Шарлотта, у которой после замужества появилась дурная привычка поздно вставать, на следующий день вышла только к завтраку. Пасторша к тому времени была на ногах уже несколько часов. Она обошла усадьбу, постояла у калитки, созерцая любимый ею вид на озеро и церковь, потолковала с прохожими и разузнала все новости.
— Ты только подумай, Шарлотта, — сказала она, — что натворил этот Карл-Артур! Я люблю его, ничего не поделаешь, однако он, как всегда, верен себе!
Затем она рассказала, что Карл-Артур совершил ужасную глупость, позволив десяти ребятишкам уехать от него.
Шарлотта сидела, как громом пораженная. Она уже не раз убеждалась в том, что помогать Карлу-Артуру бесполезно. Какая-то сила неумолимо вела его к погибели.

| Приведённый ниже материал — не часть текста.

PR #1134, opened 2023-02-09
Add a roadmap page (in the Getting Started section for now)

shinytoyrobots:
Getting started seems to be the best interim spot for this page, within the current navigation.


site/docs/getting-started/roadmap.mdx
```diff
@@ -0,0 +1,96 @@
...
+
+This is the collaborative estimate of the design system team for realistic delivery within Q1.
+
+It is intended as a guide to our intended released work, for guidance and information. It should not be considered an absolute commitment.
+
+### System
+
+#### Components
+
+- [Tooltip](https://github.com/jpmorganchase/salt-ds/issues/324)
```
james-nash, line 22: If these are ordered by priority, perhaps it would be better to use a numbered list to indicate that.

Otherwise (if we don't want to convey a priority order within the quarter), I would suggest sorting them alphabetically by component name, so that it's easier to find a given component name.

james-nash (dismissed):
Looking pretty good. Just had a question / suggestion about the ordering of the bullet points in each section

site/docs/getting-started/roadmap.mdx
sion-docs: Numbered lists should be reserved for sequential steps, alphabetically makes sense.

— Ну, разве это не несчастье? — продолжала пасторша. — Что до меня, так я титулов не имею и даже самого жалкого экзамена на звание пастора не держала, однако понимаю, что я-то уж скорее бы в тюрьму села, чем позволила бы отобрать от меня детей.
— Он, верно, не вынес всего этого, — сказала Шарлотта, которая внезапно вспомнила свой визит в кухню Карла-Артура. — Тяжелый воздух, шум, сваленный в кучу инструмент, кровати и люди.
— Не вынес! — сказала пасторша с презрительной гримасой. — Будто люди не привыкают и к худшему! Каких бы глупостей он ни натворил, было похоже на то, что господь Бог хотел помочь ему. Истинно говорю тебе, если бы он не отдал детей, доживать бы ему дни свои пастором в Корсчюрке.